**PROBLEM DESCRIPTION**
From the entries that follow, gather each line holding the word "header".

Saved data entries
PR #1025, opened 2024-11-02
Make sirius compatible with libxc 7

mtaillefumier:
- Libxc 7 introduces a breaking change in their header file. The xc functionals are now defined in a separate header file `xc_funcs.h` that is not included by default in `xc.h`. 
- Apply formatting

### DIFF
--- a/python_module/py_sirius.cpp
+++ b/python_module/py_sirius.cpp
@@ -468,9 +468,8 @@ PYBIND11_MODULE(py_sirius, m)
 
     py::class_<fft::Grid>(m, "FFT3D_grid")
             .def_property_readonly("num_points", py::overload_cast<>(&fft::Grid::num_points, py::const_))
-            .def_property_readonly("shape", [](const fft::Grid& obj) -> std::array<int, 3> {
-                return {obj[0], obj[1], obj[2]};
-            });
+            .def_property_readonly("shape",
+                                   [](const fft::Grid& obj) -> std::array<int, 3> { return {obj[0], obj[1], obj[2]}; });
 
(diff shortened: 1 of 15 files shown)


mtaillefumier:
apply-format.x does not seem to format the code correctly on my machine....

toxa81:
> apply-format.x does not seem to format the code correctly on my machine....

Probably because behaviour of clang-format is slightly different from version to version. You need to use llvm@17.0.4. Also, format should not be applied to files that are untouched in the current PR. 

BTW, is the change backwards compatible with libxc-6.x?

mtaillefumier:
It is compatible with libxc 6. The missing header file is surrounded by a `#if`  statement. I also did not change the spack recipe so if we enforce libxc 6 (which I think we should keep for the time being) then we are safe.

simonpintarelli:
The change regarding libxc looks good to me. We should revert the formatting commit and fix `.clang-format` afterwards. I'm getting the same diff, some changes look fine, others not, for example the indent in the python bindings.

mtaillefumier:
> The change regarding libxc looks good to me. We should revert the formatting commit and fix `.clang-format` afterwards. I'm getting the same diff, some changes look fine, others not, for example the indent in the python bindings.

Oh, I only use the apply-format script. Something is definitely wrong.  I will revert the patch.

simonpintarelli:
I'm trying to figure out what has changed in clang-format, one option which apparently changed defaults is `AlignTrailingComments`.

simonpintarelli (approved):
lgtm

**EXPECTED OUTPUT**
- Libxc 7 introduces a breaking change in their header file. The xc functionals are now defined in a separate header file `xc_funcs.h` that is not included by default in `xc.h`. 
It is compatible with libxc 6. The missing header file is surrounded by a `#if`  statement. I also did not change the spack recipe so if we enforce libxc 6 (which I think we should keep for the time being) then we are safe.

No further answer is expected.